PR #1647, opened 2019-06-21
Shared: Fix android toast swipe

tbergq:
The toast became visible above the header.
Changed marginTop to paddingTop to prevent this behaviour.
React-native-gesture-handler was not set up correctly, fix that also(in dev)
Note it will not work in production until we fix it in RNHotelsActivity.kt
and deploy a new framework

### DIFF
--- a/app/hotels/src/navigation/allHotels/navigationOptions/NavigationOptions.js
+++ b/app/hotels/src/navigation/allHotels/navigationOptions/NavigationOptions.js
@@ -8,13 +8,19 @@ import HeaderLeft from './HeaderLeft';
 import HeaderRight from './HeaderRight';
 
 export default function getNavigationOptions() {
+  const statusBarHeight = Platform.select({
+    ios: 0,
+    android: StatusBar.currentHeight,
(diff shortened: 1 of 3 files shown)


app/hotels/src/navigation/allHotels/navigationOptions/NavigationOptions.js
```diff
@@ -10,11 +10,18 @@ import HeaderRight from './HeaderRight';
 export default function getNavigationOptions() {
   return {
     headerStyle: {
-      height: 78,
-      marginTop: Platform.select({
+      height:
+        78 +
+        Platform.select({
```
jvaclavik: This could be in some const, because it's repetitive

tbergq: It could, I can fix 😊

tbergq: @jvaclavik 🚀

++++++++++

**Task prompt**. Above are some lines. Repeat exactly, and only, those from the line that has "The toast became visible above the header." through the line that has "Note it will".

**Exercise result**.
The toast became visible above the header.
Changed marginTop to paddingTop to prevent this behaviour.
React-native-gesture-handler was not set up correctly, fix that also(in dev)
Note it will not work in production until we fix it in RNHotelsActivity.kt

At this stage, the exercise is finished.